What is expected → Restate each of the lines given below, word for word.

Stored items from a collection
PR #233, opened 2020-10-13
(PE-30041) Remove harmful term from pcp-broker config

donoghuc:
This commit changes instances of `whitelist` to `allowlist`.

### DIFF
--- a/doc/authorization.md
+++ b/doc/authorization.md
@@ -4,7 +4,7 @@ Messages from clients can be allowed or denied using the trapperkeeper-authoriza
 
 https://github.com/puppetlabs/trapperkeeper-authorization/blob/master/doc/authorization-config.md
 
-Messages from controller out-bound connections are authorized via a `controller-whitelist`
+Messages from controller out-bound connections are authorized via a `controller-allowlist`
 configuration option. See [configuration](configuration.md) for details.
 
 ## Message mapping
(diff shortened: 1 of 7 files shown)


CHANGELOG.md
```diff
@@ -131,7 +131,7 @@ The major updates are:
   inventory updates, which were introduced in the [PCP v2
   specifications](https://github.com/puppetlabs/pcp-specifications/blob/master/pcp/versions/2.0/inventory.md#inventory-messages)
 * [PCP-681](https://tickets.puppetlabs.com/browse/PCP-681) Add the
-  `controller-uris`  and `controller-whitelist` configuration options. These
+  `controller-uris`  and `controller-allowlist` configuration options. These
```
steveax, line 134: Seems like we should not retroactively change that note, but rather add a new change to the Changelog detailing the name change?

steveax (commented):
Just one nit on the changelog. It's not 100% clear to me if we need to allow for the legacy setting name though. Will an upgrade take care of remapping the configuration keys?

barriserloth (approved):
I'm +1 on this, but should we add a note about the change to the changelog like Steve was suggesting?

steveax:
@barriserloth, that can be a separate prepare for release commit.

steveax (approved):
👍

Result of the task →
PR #233, opened 2020-10-13
(PE-30041) Remove harmful term from pcp-broker config

donoghuc:
This commit changes instances of `whitelist` to `allowlist`.

### DIFF
--- a/doc/authorization.md
+++ b/doc/authorization.md
@@ -4,7 +4,7 @@ Messages from clients can be allowed or denied using the trapperkeeper-authoriza
 
 https://github.com/puppetlabs/trapperkeeper-authorization/blob/master/doc/authorization-config.md
 
-Messages from controller out-bound connections are authorized via a `controller-whitelist`
+Messages from controller out-bound connections are authorized via a `controller-allowlist`
 configuration option. See [configuration](configuration.md) for details.
 
 ## Message mapping
(diff shortened: 1 of 7 files shown)


CHANGELOG.md
```diff
@@ -131,7 +131,7 @@ The major updates are:
   inventory updates, which were introduced in the [PCP v2
   specifications](https://github.com/puppetlabs/pcp-specifications/blob/master/pcp/versions/2.0/inventory.md#inventory-messages)
 * [PCP-681](https://tickets.puppetlabs.com/browse/PCP-681) Add the
-  `controller-uris`  and `controller-whitelist` configuration options. These
+  `controller-uris`  and `controller-allowlist` configuration options. These
```
steveax, line 134: Seems like we should not retroactively change that note, but rather add a new change to the Changelog detailing the name change?

steveax (commented):
Just one nit on the changelog. It's not 100% clear to me if we need to allow for the legacy setting name though. Will an upgrade take care of remapping the configuration keys?

barriserloth (approved):
I'm +1 on this, but should we add a note about the change to the changelog like Steve was suggesting?

steveax:
@barriserloth, that can be a separate prepare for release commit.

steveax (approved):
👍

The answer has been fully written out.